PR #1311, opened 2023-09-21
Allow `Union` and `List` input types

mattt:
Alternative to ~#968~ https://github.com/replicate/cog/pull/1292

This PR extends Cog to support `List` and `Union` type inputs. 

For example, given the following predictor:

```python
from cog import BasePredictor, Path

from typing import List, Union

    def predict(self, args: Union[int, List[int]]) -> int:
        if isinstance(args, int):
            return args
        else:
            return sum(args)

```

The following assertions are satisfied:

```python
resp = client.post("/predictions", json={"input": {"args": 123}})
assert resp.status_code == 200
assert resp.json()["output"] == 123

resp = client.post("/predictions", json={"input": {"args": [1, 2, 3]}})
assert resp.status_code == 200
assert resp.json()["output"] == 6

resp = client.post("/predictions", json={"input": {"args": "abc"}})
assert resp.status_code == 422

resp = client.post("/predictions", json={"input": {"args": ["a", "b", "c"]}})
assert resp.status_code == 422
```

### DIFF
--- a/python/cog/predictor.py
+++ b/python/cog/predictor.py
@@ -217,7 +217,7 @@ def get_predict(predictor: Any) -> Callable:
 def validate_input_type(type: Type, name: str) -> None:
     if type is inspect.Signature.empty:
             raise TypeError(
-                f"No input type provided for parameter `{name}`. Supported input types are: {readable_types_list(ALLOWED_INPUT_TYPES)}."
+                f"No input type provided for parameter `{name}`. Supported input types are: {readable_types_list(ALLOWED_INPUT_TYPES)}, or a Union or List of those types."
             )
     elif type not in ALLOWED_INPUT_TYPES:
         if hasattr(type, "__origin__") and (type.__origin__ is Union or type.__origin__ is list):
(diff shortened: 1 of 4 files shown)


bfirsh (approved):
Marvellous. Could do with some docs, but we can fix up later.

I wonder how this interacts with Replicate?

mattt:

=-=-=

What to produce -
Set down the listing again, exactly.

Exercise result -
PR #1311, opened 2023-09-21
Allow `Union` and `List` input types

mattt:
Alternative to ~#968~ https://github.com/replicate/cog/pull/1292

This PR extends Cog to support `List` and `Union` type inputs. 

For example, given the following predictor:

```python
from cog import BasePredictor, Path

from typing import List, Union

    def predict(self, args: Union[int, List[int]]) -> int:
        if isinstance(args, int):
            return args
        else:
            return sum(args)

```

The following assertions are satisfied:

```python
resp = client.post("/predictions", json={"input": {"args": 123}})
assert resp.status_code == 200
assert resp.json()["output"] == 123

resp = client.post("/predictions", json={"input": {"args": [1, 2, 3]}})
assert resp.status_code == 200
assert resp.json()["output"] == 6

resp = client.post("/predictions", json={"input": {"args": "abc"}})
assert resp.status_code == 422

resp = client.post("/predictions", json={"input": {"args": ["a", "b", "c"]}})
assert resp.status_code == 422
```

### DIFF
--- a/python/cog/predictor.py
+++ b/python/cog/predictor.py
@@ -217,7 +217,7 @@ def get_predict(predictor: Any) -> Callable:
 def validate_input_type(type: Type, name: str) -> None:
     if type is inspect.Signature.empty:
             raise TypeError(
-                f"No input type provided for parameter `{name}`. Supported input types are: {readable_types_list(ALLOWED_INPUT_TYPES)}."
+                f"No input type provided for parameter `{name}`. Supported input types are: {readable_types_list(ALLOWED_INPUT_TYPES)}, or a Union or List of those types."
             )
     elif type not in ALLOWED_INPUT_TYPES:
         if hasattr(type, "__origin__") and (type.__origin__ is Union or type.__origin__ is list):
(diff shortened: 1 of 4 files shown)


bfirsh (approved):
Marvellous. Could do with some docs, but we can fix up later.

I wonder how this interacts with Replicate?

mattt:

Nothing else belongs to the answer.